I came across a post from one of my LinkedIn groups a few months back I found a bit intriguing. It featured a video covering the subject matter of Open mHealth. The basic idea is to develop a framework for integrating different system and sharing information between systems or applications through the framework. An example that comes straight from their website is diabetes patient who is tracking blood glucose, caloric intake and physical activity through different mobile applications. Open mHealth is designed to allow the data from these applications to be merged and analyzed.
Here is a video they use to explain the scenario and solutions:
As a person who has worked extensively in health informatics, I applaud the effort. Similar efforts have been made in sharing languages through LOINC, HL7 and the UMLS among other standardizations. But, it only addresses one part of the problem – moving data between systems, translating (or cross-walking data) or enabling systems to communicate with one another. There’s another huge problem that exists: Getting people to use such systems and enter the data to be integrated.
In the example of the patient with diabetes: The problem of getting this sort of data from the patient and into a system is two-fold. First there is the issue of compatibility between systems. Again, sometimes this can be solved through the use of languages such as HL7 or open APIs as the above video details. But an even larger problem is making it easy for the end-user to get their data into a system or clearly giving them the incentive to do so. In addition, you have to serve a number of users for this type of design: Physicians, Nurses, Patients etc. This is why open PHRs such as Google Health were largely failures. The My HealtheVet project has had similar issues. For me to sit down and enter all of my medical history into a system, there has to be an incentive. One incentive would be that I wouldn’t have to fill out the same paperwork each time I visited a new physician. But this only works if the physician’s office can access your data, uses the same system as you etc. In my opinion, this begs a national standard rather than proprietary systems developed by private vendors such as Cerner and Epic. Companies such as Cerner and Epic should have to begin spending serious money in research to enable their systems to talk to a national standard for a Patient Health Record. (I suspect these companies are more interested in keeping their tools proprietary though given their recent efforts in lobbying.)
It is a lot of work to get data into a system. I have spent countless hours working on federal grants with local hospitals where we were collecting scores of data. The largest problem was always getting the professionals’ time to enter the data we needed. Yes, there were also problems in getting the data in a format we could use. But again, that was half the problem while the other half was just getting it into the system. The problem is even larger with patients who can be very inconsistent and have little incentive.

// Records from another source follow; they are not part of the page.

Issue #449, opened 2026-08-13
Fleet members and the controller read the runbook and every script from the LOCAL main checkout, which is 55 commits stale — a merge bot nearly ran the step 1 that PR #441 had just deleted


feigi:
Caught by `merge-bot-3` during the final wave of a `/fleet:run-team` run, then found by the controller to be far wider than the bot could see.

## The near-miss

PR #441 rewrote `run-merge-bot.md` step 1, replacing a local `git push --force-with-lease` with server-side `gh pr update-branch <pr> --rebase`, and merged **20 minutes before** `merge-bot-3` was dispatched. The bot read its runbook from disk and got **the pre-#441 version** — the exact step the PR existed to delete. In its own words:

> My first read of the file gave me the old step 1 — local rebase plus `git push --force-with-lease`, no mention of `update-branch`. I only caught it because your dispatch described a step 1 that did not match what I was reading.

It recovered with `git show origin/main:skills/fleet/commands/run-merge-bot.md`. **It recovered only because the controller happened to describe the new step in the dispatch prompt.** With a neutral prompt it would have taken the force-push path — and reported success, since that path still works about half the time.

**The hazard is self-concentrating: the more recently a runbook was fixed, the likelier the next member runs the version that was just proven wrong.**

## Measured extent — it is not just the runbook, and not just the bot

The controller checked its own checkout after the report:

```
$ git rev-parse HEAD          9a281521
$ git rev-parse origin/main   4f7bf2da
$ git rev-list --count HEAD..origin/main
55
$ git diff --stat HEAD origin/main -- skills/fleet/scripts/
 ... 23 files changed, 2496 insertions(+), 192 deletions(-)
   ledger.mjs             150 +++--
   reap.sh                 24 +-
   release-ticket.sh       38 +-
   no-undo-audit.sh        81 +
   inflight.test.mjs      421 ++++--
   ...
```

**55 commits behind, 23 changed script files.** So for this entire run:

- The **controller** ran `candidates.mjs`, `inflight.sh`, `claim-ticket.sh`, `ci-state.mjs`, `reap.sh`, `ledger.mjs`, `fleet-tick.mjs`, `verify-sha.sh`, `pr-overlap.mjs` and `worktree-audit.sh` from the stale tree — including `reap.sh` and `release-ticket.sh`, which **delete branches and worktrees**.
[...]

Issue #819, opened 2026-08-23
docs/specs/2026-07-23-fleet-plugin-design.md: the script surface table lists none of the scripts added since it was written


feigi:
Deferred from PR #813 review (issue #238).

**dimension:** `comments`

## The finding

`docs/specs/2026-07-23-fleet-plugin-design.md:165` introduces the Script surface table with "All eleven obey the three rules above." The review claimed PR #813 makes that sentence more false by adding `staleness.mjs` — a script on the same 0/1/2 exit contract — without a row.

**That half was ruled refuted and is not what this ticket asks for.** The sentence quantifies over the rows that follow it, those rows are untouched by PR #813, and every one of them still obeys the contract, so the diff does not change its truth value.

## What is real, and pre-existing

The table does not list every fleet script on that contract, and did not before this PR. `release-ticket.sh` and `drop-merged-label.sh` were both added after the spec was written (`git log --diff-filter=A`), `derive-testcmd.sh` likewise, and all three follow the same 0/1/2 shape with no row. `board.mjs`, `fleet-tick.mjs` and `diff-stats.mjs` are also absent.

The implementer's reasoning for leaving `staleness.mjs` out was upheld on review: a row would invent a currency the table does not have, given how many of its siblings it already omits.

## Why deferred

The question is what the table is FOR — an enumeration of every fleet script, or a curated set — and that decides whether the fix is a row per missing script, a scope sentence, or nothing. Not a defect anyone has established, so `needs-triage` rather than `ready-for-agent`. Do not expand PR #813's diff for it.

feigi:
Triage note, added by the filer: a class ruling already covers most of this. #257 (CLOSED) settled that `docs/specs/*` are dated historical records — default is to leave stale wording alone, and the one exception is a line making a **behavioural claim the code now contradicts**, corrected by annotation rather than a silent rewrite (#782 is the worked instance of the exception).

Applying that test here: a reader taking the table as current gets no wrong belief about what any script DOES — every listed row is still accurate, and the introducing sentence quantifies over those rows. What they can get is the impression that the table enumerates every fleet script, which is a completeness/phrasing gap rather than a false behavioural claim. Under the #257 ruling that reads as no-action.

Filed anyway rather than dropped because the ruling was made about quotes and line references, not about a table other code cites as live truth — `inflight.sh`'s header points at this table for its exit-2 causes. Whether that citation is enough to pull the table out of the dated-record default is the decision this ticket wants.

[...]

PR #1052, opened 2026-08-30
fix(fleet): the controller refuses to read an instrument that changed under it (#436)

### LINKED ISSUE #436: run-team: the controller runs its instruments FROM the main checkout, which no worktree isolation protects
Measured as a **near-miss** during a `/fleet:run-team` run, 2026-08-11. No wrong reading was produced, and the reason is that the member caught its own mistake — not a property of the design.

## What happened

`impl-269` was dispatched into `.worktrees/269-ci-state-shape-guards` to fix `ci-state.mjs`. It disclosed, unprompted:

> early on I edited the two files in the main checkout (`/Users/chris/.claude`, branch `main`) instead of my assigned worktree — caught it via a hash mismatch before committing, diffed it out, reapplied to the worktree, and reverted the main checkout to clean

The controller verified the cleanup was real: `git status --porcelain` clean apart from a pre-existing unrelated change, both files hashing byte-identical to `origin/main`, no stray commits, and no reflog activity on `main` since before the session started.

## Why this is a controller-correctness problem, not a tidiness one

**The controller runs its scripts from the main checkout.** During the window that member had `ci-state.mjs` modified, the controller's CI monitor was polling `node skills/fleet/scripts/ci-state.mjs` every 120s from that same path, and a live finisher ran it to decide whether to apply `ready-to-merge`.

Every instrument the controller reads the world through lives there:

- `ci-state.mjs` — every CI gate decision, and the finisher's label gate
- `worktree-audit.sh` — every dirty/diverged halt
- `verify-sha.sh` — every SHA acceptance
- `reap.sh` — branch and worktree deletion
- `ledger.mjs` — the run's entire durable state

Incentive in design will be important for these sorts of tools to work. But, I do believe mobile technologies can help pave the way. For example, the iPhone can be paired with a hearing aid now and you can control programs and settings. What potential exists for similar use? This clearly provides the patient with a benefit for using the app. But, calorie counting, carb counting and blood glucose monitoring forces the entry of large amounts of data placing the burden of entering this data on the patient. I know because I have tested myself with these apps and it is a real pain to simply record every meal you eat. I see this as a serious deterrent and wonder if Siri, for example, and language recognition software can be of use in this respect. Another option are bio-monitors that automate this process. I recently posted a short article on this:
I don’t think we are there yet. But these recent developments in mobile technologies certainly provide a glimpse of the future and a sense of new directions.